START Records to use

PR #849, opened 2026-04-21
feat: type-safe template validation — manage.py djust_typecheck (v0.5.1 P2)

johnrtipton:
## Summary

Static analysis that reads every LiveView template, extracts every variable and tag reference, and reports names not covered by the view's declared context.

Neither Phoenix nor React catches template-variable typos statically without an external type system (TypeScript, Flow). This is a genuine djust differentiator — catching `{{ usre.name }}` at CI time transforms the debugging experience.

## What counts as "declared context"

Union of:
1. Public class attributes (MRO-traversed, excluding framework bases)
2. `self.foo = ...` assignments anywhere in the class (AST-extracted from mount(), handlers, helpers — never runs the code)
3. `@property` methods
4. Literal `return {...}` dict keys from `get_context_data`
5. Template-local bindings from `{% for %}`, `{% with %}`, and `{% inputs_for fs as form %}`
6. Framework built-ins: `user`, `request`, `perms`, `csrf_token`, `messages`, `forloop`, `djust`, `is_dirty`, `changed_fields`, `async_pending`, etc.
7. `settings.DJUST_TEMPLATE_GLOBALS` (project-wide escape hatch)

## Silencing

Three progressively-broader escape hatches:

```django
{# djust_typecheck: noqa name1, name2 #}   <!-- per-template -->
```

```python
class CheckoutView(LiveView):
    strict_context = True   # elevates this view's findings to errors
```

```python
# settings.py
DJUST_TEMPLATE_GLOBALS = ["navbar", "site_title"]
```

## Design notes

Chose **pure Python regex + AST** instead of Rust AST extraction. Simpler to iterate; perf headroom isn't needed for a CI-time check that runs in <100ms on a typical project. The Rust template engine's AST remains available if we want to switch later.

The checker errs on the side of false positives over false negatives — a flagged name is either a real bug or a name you should tell the checker about.

## Files

- `python/djust/management/commands/djust_typecheck.py` — the command, ~260 LOC
- `python/djust/tests/test_djust_typecheck.py` — 14 test cases
- `docs/website/guides/typecheck.md` — user guide
- `docs/website/_config.yaml` + `docs/website/index.md` — nav links
- `CHANGELOG.md` + `ROADMAP.md` — strikethroughs

## v0.5.1 Milestone

This is the **last P2 item** for v0.5.1. After this lands, the milestone is feature-complete:

- ✅ LiveView testing utilities (#842)
- ✅ `dj-dialog` native `<dialog>` (#845)
- ✅ `inputs_for` nested formsets (directly on main + #847 docs)
- ✅ Error overlay dev mode (#848)
- ✅ Type-safe template validation (this PR)

## Test plan

- [x] 14 pytest cases pass locally
- [x] `manage.py djust_typecheck` runs against the demo project and surfaces real unresolved names
- [x] `--json` / `--strict` / `--app` / `--view` flags work
- [x] Pragma, `strict_context`, and `DJUST_TEMPLATE_GLOBALS` silencing all tested
- [x] CHANGELOG + ROADMAP updated
- [x] Docs wired into _config.yaml AND index.md


johnrtipton (commented):
## Review — `djust_typecheck` (Stage 11)

Solid differentiator PR. The design choice (pure Python regex + AST over Rust AST) is well-argued and the three-tier silencing (pragma / `strict_context` / `DJUST_TEMPLATE_GLOBALS`) is the right UX. Tests and docs are honest about limitations. A few concrete issues below.

### Blocking

**1. `AnnAssign` is silently dropped (line 372-389).** Only `ast.Assign` and `ast.AugAssign` are handled, but `self.counter: int = 0` parses to `ast.AnnAssign`. Typed mount assignments are idiomatic in djust codebases (demo, CLAUDE.md examples) — this will generate avoidable false positives on exactly the views most likely to be "well-typed." Add an `isinstance(node, ast.AnnAssign)` branch that mirrors the Assign logic on `node.target`. This is also probably a contributor to the 230-line demo noise.

### Non-blocking

**2. `_TAG_RE` terminates at the first `%}` even inside string literals (line 299).** `{% include \"foo %} bar\" %}` parses as `('include', '\"foo')`. Practically unlikely in real templates, but worth a comment acknowledging the limitation.

**3. Several Django tag shapes produce false negatives.** `{% firstof a b c %}`, `{% cycle r1 r2 %}`, `{% blocktrans with name=expr %}...{% endblocktrans %}` — their referenced names fall through the `if/elif/for/include/url/static` cascade in `_extract_referenced_names` (line 449-472) and are never extracted. `blocktrans with x=y` also binds `x` as a template-local that's missing from `_extract_template_locals` — so `{{ x }}` inside a blocktrans block will be falsely flagged. Worth at least a note in the \"Known limitations\" doc section, or a TODO comment.

**4. Class inheritance gap (line 341).** `_extract_context_keys_from_ast(cls)` reads only `inspect.getsource(cls)`, not its bases. A view that inherits `mount()` from a user mixin won't pick up the mixin's `self.x = ...` assigns. `_public_class_attrs` walks MRO, so the contrast is inconsistent. Walking `cls.__mro__` (skipping framework modules with the same predicate already used) would fix it.

**5. `_walk_subclasses` + `_is_user_class` duplicated from `djust_audit.py`.** Third copy in the tree — extract to `djust.management._utils` when the next consumer lands.

**6. Test coverage gaps.** No direct test for: `AugAssign` extraction, `@property` extraction, `DJUST_TEMPLATE_GLOBALS` resolution, `_find_template_path` returning None, or multi-line tag parsing. Point 1 above wouldn't have slipped through with a `self.x: int = 0` fixture.

**7. Exit-code UX (line 622).** `nonzero = options.get(\"strict\") or any_strict`: a view with `strict_context=True` forces nonzero exit project-wide even without `--strict`. Intended per the docstring (\"regardless of the global `--strict` flag\"), but a user seeing their CI fail because one view opted in may be surprised. Worth a line in the guide's pragma section making this explicit.

### Edge cases I checked
- Multi-line `{% if ... %}` tags: OK (`[^%]` matches newline).
- `{% for k, v in items.items %}`: OK — `_IDENT_RE.findall` extracts `k, v` correctly.
- REPL-defined class: `OSError` caught at line 357; good.
- Pragma regex: bounded quantifiers, no ReDoS risk.
- Template path traversal: `get_template` returns trusted loader paths — no issue.
- `_ALWAYS_AVAILABLE`: missing `TIME_ZONE`, `LANGUAGES`, `LANGUAGE_CODE` (i18n context processor) and `block.super` (as a sub-identifier after `.`, so actually fine via root-identifier extraction — `block` is already there). Users with `django.template.context_processors.i18n` enabled will see false positives unless they add to `DJUST_TEMPLATE_GLOBALS`; worth calling out in the guide.

### Verdict

`REQUEST_CHANGES: AnnAssign support (item 1) before merge.` The other items are non-blocking and can land as follow-ups, but item 1 will materially improve the first-run experience and is ~4 lines.

johnrtipton:
### Stage 13 — Re-Review

Stage 11's blocking finding addressed: `AnnAssign` now handled at `python/djust/management/commands/djust_typecheck.py:172-181` (new branch mirrors the existing `Assign` / `AugAssign` logic).

Test coverage expanded 14 → 19 cases (commit cca5f396):
- **Regression lock-in**: `test_extract_context_keys_from_ast_finds_annotated_assignments` — asserts `self.count: int = 0` is captured.
- Also now covered: plain + augmented `self.x` assigns, `@property` (with private-name exclusion), `DJUST_TEMPLATE_GLOBALS` setting resolution, template-not-found error surfacing.

All 19 tests pass locally. Non-blocking Stage 11 items (regex string-literal handling, `{% firstof %}` / `{% cycle %}` / `{% blocktrans %}`, MRO traversal for self-assigns, three-way `_walk_subclasses` duplication) are tracked as tech-debt follow-ups — the command is functional for the v0.5.1 ship and these are quality-of-signal refinements rather than correctness bugs.

Verdict: **APPROVE_AFTER_FIXES**. Ready to merge once CI clears.

johnrtipton:
### Stage 14 — Retrospective (v0.5.1 milestone close)

**Quality**: 8.5/10. Core correctness solid (19 tests green), shipped with a differentiator narrative, docs complete. Stage 11 caught a real defect (`AnnAssign` unhandled — typed mount assignments invisible to the checker) that would have produced misleading false positives on any project using type hints. Fix was a 9-line diff + a regression test that locks the bug out.

**What worked**:
- Pure-Python regex + AST was the right call. <100ms on the demo project; no Rust build step to coordinate; easy to iterate when Stage 11 surfaced the AnnAssign issue.
- Three-tier silencing (pragma → per-view `strict_context` → project globals) matches how linters ship and should avoid the "every CI run floods PRs with noise" failure mode.
- Running against the demo project *before* committing revealed 230+ flagged lines, which drove the second AST pass (extract `self.foo = ...` assignments, not just `get_context_data` literal returns). Without that dogfooding, the tool would have shipped as unusable.

**What to improve**:
- Stage 11 continues to catch real defects Stage 7 misses — now 6 times in a row (#814, #837, #840, #842, #846, #849). This PR's Stage 7 passed cleanly but Stage 11 found the AnnAssign bug. The pattern is strong enough to be load-bearing — keep Stage 11 mandatory.
- The typecheck command has three known tag blind spots (`{% firstof %}`, `{% cycle %}`, `{% blocktrans with x=... %}`), a regex that terminates on literal `%}` inside strings, and doesn't walk MRO for `self.foo = ...` assigns from parent classes. These are correctness-of-signal refinements, not functional bugs — tracked as tech-debt follow-ups.
- `_walk_subclasses` / `_is_user_class` now duplicated across `djust_audit`, `djust_doctor`, and `djust_typecheck`. Third-time duplication meets the refactor threshold.

**Milestone close (v0.5.1 P2)** — all items landed:
| Item | PR |
|---|---|
| LiveView testing utilities | #842 |
| `dj-dialog` native `<dialog>` | #845 |
| `inputs_for` nested formsets | 335cce26 + #847 docs |
| Error overlay (dev mode) | #848 |
| Type-safe template validation | #849 (this PR) |

Next: cut v0.5.1rc3 (or stable), open tech-debt issues for the known limitations, write milestone retrospective.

END Records to use

What the exercise asks: One stretch of the lines above is wanted, from the line that contains "- Running against" through the line that contains "(this PR) |". Output it exactly.

Answer to the problem:
- Running against the demo project *before* committing revealed 230+ flagged lines, which drove the second AST pass (extract `self.foo = ...` assignments, not just `get_context_data` literal returns). Without that dogfooding, the tool would have shipped as unusable.

**What to improve**:
- Stage 11 continues to catch real defects Stage 7 misses — now 6 times in a row (#814, #837, #840, #842, #846, #849). This PR's Stage 7 passed cleanly but Stage 11 found the AnnAssign bug. The pattern is strong enough to be load-bearing — keep Stage 11 mandatory.
- The typecheck command has three known tag blind spots (`{% firstof %}`, `{% cycle %}`, `{% blocktrans with x=... %}`), a regex that terminates on literal `%}` inside strings, and doesn't walk MRO for `self.foo = ...` assigns from parent classes. These are correctness-of-signal refinements, not functional bugs — tracked as tech-debt follow-ups.
- `_walk_subclasses` / `_is_user_class` now duplicated across `djust_audit`, `djust_doctor`, and `djust_typecheck`. Third-time duplication meets the refactor threshold.

**Milestone close (v0.5.1 P2)** — all items landed:
| Item | PR |
|---|---|
| LiveView testing utilities | #842 |
| `dj-dialog` native `<dialog>` | #845 |
| `inputs_for` nested formsets | 335cce26 + #847 docs |
| Error overlay (dev mode) | #848 |
| Type-safe template validation | #849 (this PR) |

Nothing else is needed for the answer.